Data profiling is the gathering of metadata from databases. In relational data dependencies among different attributes are of particular importance, e.g., unique column combinations (UCCs, a.k.a. candidate keys), functional dependencies, inclusion dependencies, and denial constraints. Usually it is not enough to detect the existence of a single such dependency in a database, instead one is interested in a comprehensive list of all occurrences. This naturally leads to several interesting enumeration problems.
Many discovery algorithms in data profiling use a reduction to the hitting set problem in hypergraphs. In the case of UCCs, we showed that their enumeration is in fact equivalent to the famous transversal hypergraph problem, i.e., computing all minimal hitting sets. While the computational complexity of the transversal hypergraph problem is a major open question, this equivalence opens intriguing new perspectives and in turn facilitates new algorithms for data profiling.

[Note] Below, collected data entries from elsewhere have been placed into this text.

PR #211, opened 2026-03-24
Vectorize Scatter() for 2x speedup

jberg5:
And save a few copy() operations as well for a small memory win.

Previously the implementation of [equation 9](https://arxiv.org/pdf/1606.06315) looped over every `(rx, ry)` and computed the new coordinates one pixel at a time. This works, but Python loops are slow, and we can instead have Numpy operate on the entire matrix at once. (This isn't an algorithmic improvement, but means we're pushing as much work as possible down into C).

Depending on hardware, problem size, numpy backend, etc, solving eq 9 can be made around 100-250x faster this way. See this gist for a runnable repro: https://gist.github.com/jberg5/c26bd60101507318d0d8fb8d03891ea4. On a GCP c2-standard-4, that script gives the following:

| Size | Loop | Vectorized | Speedup |
|------|------|------------|---------|
| 64×64 | 20.0ms | 0.15ms | **137x** |
| 128×128 | 80.0ms | 0.54ms | **148x** |
| 256×256 | 325.8ms | 2.5ms | **130x** |
| 512×512 | 1356ms | 10.9ms | **124x** |

However, this routine only accounted for 50-60% of the total Scatter() runtime, so the overall speedup isn't going to be quite that dramatic.

As a very low-tech sanity check, I printed out some timing from [example_scattering.py](https://github.com/achael/eht-imaging/blob/main/examples/example_scattering.py)

```python
# Now approximate the ensemble-average image by averaging 100 realizations of the scattering
start = time.time()
im_scatt_List = [sm.Scatter(im,so.MakeEpsilonScreen(im.xdim,im.ydim,rngseed=j),DisplayImage=False) for j in range(100)]
print(f"Scatter list took {time.time()-start:.3f}s")
```

Running `python example_scattering.py` from main reports:
```
Scatter list took 7.608s
```

And from my branch:
```
Scatter list took 3.633s
```

To test correctness, I confirmed that the output is numerically identical (verified via ensemble average flux and direct array comparison).

### DIFF
--- a/ehtim/scattering/stochastic_optics.py
+++ b/ehtim/scattering/stochastic_optics.py
@@ -497,14 +497,14 @@ class ScatteringModel(object):
                 EA_im_U = (EA_Image.uvec).reshape(Ny,Nx)
             if len(Unscattered_Image.vvec):
                 EA_im_V = (EA_Image.vvec).reshape(Ny,Nx)
+            rx = np.arange(Nx)[np.newaxis, :]  # (1, Nx)
+            ry = np.arange(Ny)[:, np.newaxis]  # (Ny, 1)
             # Note: signs are negative to match the linearized approximation. The choice
             # shouldn't matter (-phi has the same power spectrum as phi), but getting the
             # *relative* sign for x- and y-directions correct is important.
-            rx = np.arange(Nx)[np.newaxis, :]  # (1, Nx)
-            ry = np.arange(Ny)[:, np.newaxis]  # (Ny, 1)
-            scale = rF**2.0 / self.observer_screen_distance / Unscattered_Image.psize
-            rxp = np.round(rx - scale * phi_Gradient_x).astype(int) % Nx
-            ryp = np.round(ry - scale * phi_Gradient_y).astype(int) % Ny
+            pixel_deflection = rF**2.0 / self.observer_screen_distance / Unscattered_Image.psize
+            rxp = np.round(rx - pixel_deflection * phi_Gradient_x).astype(int) % Nx
+            ryp = np.round(ry - pixel_deflection * phi_Gradient_y).astype(int) % Ny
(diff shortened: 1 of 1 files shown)


ehtim/scattering/stochastic_optics.py
```diff
@@ -492,26 +492,23 @@ def Scatter(self, Unscattered_Image, Epsilon_Screen=np.array([]), obs_frequency_
...
-                        AI_U[ry,rx] = EA_im_U[ryp,rxp]
-                    if len(Unscattered_Image.vvec):
-                        AI_V[ry,rx] = EA_im_V[ryp,rxp]
+            rx = np.arange(Nx)[np.newaxis, :]  # (1, Nx)
+            ry = np.arange(Ny)[:, np.newaxis]  # (Ny, 1)
+            # Annoyingly, the signs here must be negative to match the other approximation. I'm not sure which is correct, but it really shouldn't matter anyway because -phi has the same power spectrum as phi. However, getting the *relative* sign for the x- and y-directions correct is important.
+            pixel_deflection = rF**2.0 / self.observer_screen_distance / Unscattered_Image.psize
+            rxp = np.round(rx - pixel_deflection * phi_Gradient_x).astype(int) % Nx
+            ryp = np.round(ry - pixel_deflection * phi_Gradient_y).astype(int) % Ny
+            AI = EA_im[ryp, rxp]
```
jberg5, line 506: Removed the `np.copy()` calls above because numpy fancy indexing always returns a copy, not a view.

achael:
Thanks for doing this! I agree this is faster/more elegant and I also tested and made sure it gave the same image in example_scattering.py. 

I have rebased the PR to merge with the `dev' branch -- I will merge dev into main soon with another version release. 

Thanks again!

Issue #212, opened 2026-04-03
eht-imaging 2.0: Backend reorganization, JAX migration, and new capabilities


rohandahale:
# Roadmap for eht-imaging 2.0

## 0: Infrastructure

- [x] **0.1** Set up pytest infrastructure (`conftest.py`, shared fixtures) — #214
- [x] **0.2** Convert existing test scripts to proper pytest — #223
- [x] **0.3** Set up GitHub Actions CI with codecov — #220
- [x] **0.4** Add `pyproject.toml` — #218
- [x] **0.5** Set up Ruff for linting and formatting (PEP8 compliance) — #218

## 1: Imager Backend Extraction

**Already done:**
- [x] **1D.1** History cleanup: `ImagerRunState` dataclass replaces 27 `_*_list` attrs + 27 `*_last()` methods ([bc990c5](https://github.com/achael/eht-imaging/commit/bc990c5)), bugfix #215
- [x] **1A.1** Create `imager_backend.py` — 7 pure functions moved ([bc990c5](https://github.com/achael/eht-imaging/commit/bc990c5))

**Data terms:**
- [x] **1A.2** Extract `make_chisq_dict` → pure `compute_chisq_dict()` — #226
- [x] **1A.3** Extract `make_chisqgrad_dict` → pure `compute_chisqgrad_dict()` — #226
- [ ] **1A.4** Extract `make_reg_dict` → pure `compute_reg_dict()` — #227
- [ ] **1A.5** Extract `make_reggrad_dict` → pure `compute_reggrad_dict()` — #227

**Objective function:**
- [ ] **1B.1** Extract `objfunc` → pure `objective()` with all explicit args
- [ ] **1B.2** Extract `objgrad` → pure `objective_grad()` with all explicit args

**Setup and transforms:**
- [ ] **1C.1** Extract `init_imager` into sub-functions
- [ ] **1C.2** Unit tests for all standalone transform functions
- [x] **1C.3** Extract `set_embed` → pure `compute_embed()` — #224
- [ ] **1C.4** Extract `check_params` and `check_limits` as standalone validators

**Wrappers:**
- [ ] **1E** Rewrite all `Imager` methods as thin wrappers calling backend functions

**Integration:**
- [ ] **1F.1** End-to-end imaging test (Gaussian source → simulate → reconstruct → verify, all 3 ttypes)

## 2: Chi-squared and Regularizer Cleanup

Clean up `imager_utils.py` (~90 chisq functions).

[...]

PR #213, opened 2026-04-03
Add pyproject.toml with pytest, ruff, and coverage config

rohandahale:
## Summary

- Adds `pyproject.toml` alongside existing `setup.py` (setup.py remains the source of truth for package metadata)
- Configures **pytest** (`testpaths`, verbose output with short tracebacks)
- Configures **Ruff** for linting (PEP8, import sorting, pyupgrade) and defines sensible ignores for legacy physics code (`E501` line length, `E741` ambiguous variable names like `I`, `l`)
- Configures **coverage** settings for pytest-cov
- Declares `[project.optional-dependencies] dev` with pytest, pytest-cov, ruff

## Design decisions

- `setup.py` is kept as-is, no metadata duplication. `pyproject.toml` uses `dynamic = ["version"]` so version stays in one place.
- Ruff `line-length = 120`. This is generous for legacy code, stricter than no limit.
- `E741` ignored globally because physics code legitimately uses `I` (Stokes), `l` (baseline), `O` (operator).
- `F841` (unused variables) ignored in tests only.
- Ruff is configured but **not enforced on existing code** yet. CI (next PR) will run ruff only on changed files.

## How to test

```bash
pip install ruff pytest pytest-cov
ruff check ehtim/imaging/imager_backend.py  # should pass
python -m pytest tests/test_imager_history.py -q
```

## Note

35 test errors in `test_imager_history.py::TestAfterTwoRuns` are pre-existing (duplicate `maxit` kwarg in fixture) — will be fixed in the pytest infrastructure PR.

Implements tasks 0.4 and 0.5 from #212.

### DIFF
--- a/pyproject.toml
+++ b/pyproject.toml
@@ -1,0 +1,58 @@
+[build-system]
+requires = ["setuptools>=64", "wheel"]
+build-backend = "setuptools.build_meta"
+
+# Project metadata stays in setup.py for backward compatibility.
+# This file provides the modern build system declaration and tool configuration.
+
+[project]
+name = "ehtim"
+dynamic = ["version"]
+
+[project.optional-dependencies]
+dev = [
+    "pytest>=7.0",
+    "pytest-cov",
+    "ruff",
+]
+
+# --- pytest ---
+
+[tool.pytest.ini_options]
+testpaths = ["tests"]
+addopts = "-v --tb=short"
+
+# --- ruff ---
+
+[tool.ruff]
+target-version = "py310"
+line-length = 120
+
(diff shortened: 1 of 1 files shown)


achael (commented):
looks great. I think migrating the rest of setup.py to the new pyproject.toml could be done pretty straightforwardly & without losing backwards compatibility.

rohandahale:
`pip install .` on the dev-backend branch does not work, probably because of a conflict between the pyproject.toml and setup.py. Let's migrate fully to pyproject.toml instead of setup.py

The results of this project are continuously published at the leading scientific conferences, including at IPEC 2016, ALENEX 2019, VLDB 2020, and ESA 2020. Additionally, the late-breaking developments are presented at workshops like the 2018 Dagstuhl Seminar on Algorithmic Enumeration and WEPA 2019.
The project includes research conducted together with our students. Julius Lischeid wrote his bachelor's thesis on Lexicographic Enumeration of Hitting Sets in Hypergraphs and Benjamin Feldmann wrote his master's thesis on Distributed Unique Column Combinations Discovery. Johann Birnick contributed to the development and implementation of the HPIValid algorithm as part of this project.